# Wood-Mizer LX55 initial impressions



## rad457 (Jun 15, 2013)

Sweet looking rig, wish I had one like that when I milled a couple of Birch a few years ago!


----------



## artsyfartsy (Mar 25, 2015)

You're gonna have fun with that. Congratulations.


----------



## JCamp (Nov 22, 2016)

Awesome. I'm in the middle of putting together my LX25. I've had it for a couple weeks now but mine and my wife's work schedules have been off or it's been raining so it's eating me up not getting to use it. Cent wait to put it to work. How are you intending to dry your lumber?


----------



## Peteybadboy (Jan 23, 2013)

Very cool!


----------



## bigblockyeti (Sep 9, 2013)

Despite not having a telescoping blade guide arm, the tension on a sharp blade keeps it going into the log right where it's supposed to without any noticeable blade drift.

My favorite thing to cut so far is crotch logs, it's spectacular what can be found inside and they're much easier to handle than an 800-1000lb log despite posing a challenge to securely clamp down.


----------



## CFrye (May 13, 2013)

Congratulations Yeti! Gorgeous slabs!


----------



## bigblockyeti (Sep 9, 2013)

It's certainly fun and alot of work without any equipment to load logs on the bed. I'm constantly on the lookout for free logs now and just picked up a pretty heavy maple that I started milling today. It's big and putting the mill to the test but it's performing well, I'm glad I upgraded to the 14hp engine.

I also sufficiently dulled the first 10° blade and installed one of the 9° blades I bought 15 of and I can tell a difference between the two except going from a dull blade to a sharp one makes quite a difference.

I got a chance to speak with Woodmizer on the phone and we're slowly working through some of the issues. Previous attempts to communicate via email were unfortunately unsuccessful but getting to actually speak to someone has been far more helpful.


----------



## bigblockyeti (Sep 9, 2013)

I forgot to mention problem #7, the log clamps are an acme thread screw and leaving the factory an inexcusable burr was left on both ends of the screw forming a razor blade inches from where your hands are when clamping logs. I spoke yesterday to a CSR and mentioned this (I've already corrected the oversight) who said he would let production know about it. He also told me to just drill a small vent hole at the top of the water bottle to keep it flowing correctly. These issues while small should have gone away right around the industrial revolution.

Problem #8 showed up in the form of carriage bolts holding the two primary masts into the mast carriage rollers. The square portion of all four carriage bolts is too long and they can't penetrate into the round mast holes after going through the inside of the mast carriage rollers. This leaves the head about 0.060" too high and they lightly hit the bolt heads of the bed connector plates when passing by.

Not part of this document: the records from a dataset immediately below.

PR #4109, opened 2026-08-14
[Feature] Add shared-memory exchange to AsyncEnvPool

theap06:
Adds opt-in shared-memory slot exchange, deadline-based batching, health statistics, configuration support, tests, documentation, and benchmark coverage.

### DIFF
--- a/torchrl/envs/async_envs.py
+++ b/torchrl/envs/async_envs.py
@@ -7,7 +7,6 @@ from __future__ import annotations
 import abc
 import multiprocessing
 import threading
-import time
 from collections.abc import Callable, Mapping, Sequence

The same CSR indicated the inner holes of the primary mast tubes where square and all four carriage bolts needed to be loosened and realigned so the square part of the carriage bolts would penetrate through that square hole allowing them to fully seat.

This information was unfortunately wrong, the holes are not square, they are round and I found this out only after disassembling the mill far more than I should have had to. Needless to say, I'm less than please having to speak with someone new everytime I call and being given incorrect information. I've called Wood-mizer and left a message asking them to call back Monday when they have a solution. They're fast headed towards a three star review, my greatest hope is that I don't end up having to return the mill.


----------



## robscastle (May 13, 2012)

Looks like a nice piece of kit I researched the LX25 here in Australia, but it doesn't seem to be available.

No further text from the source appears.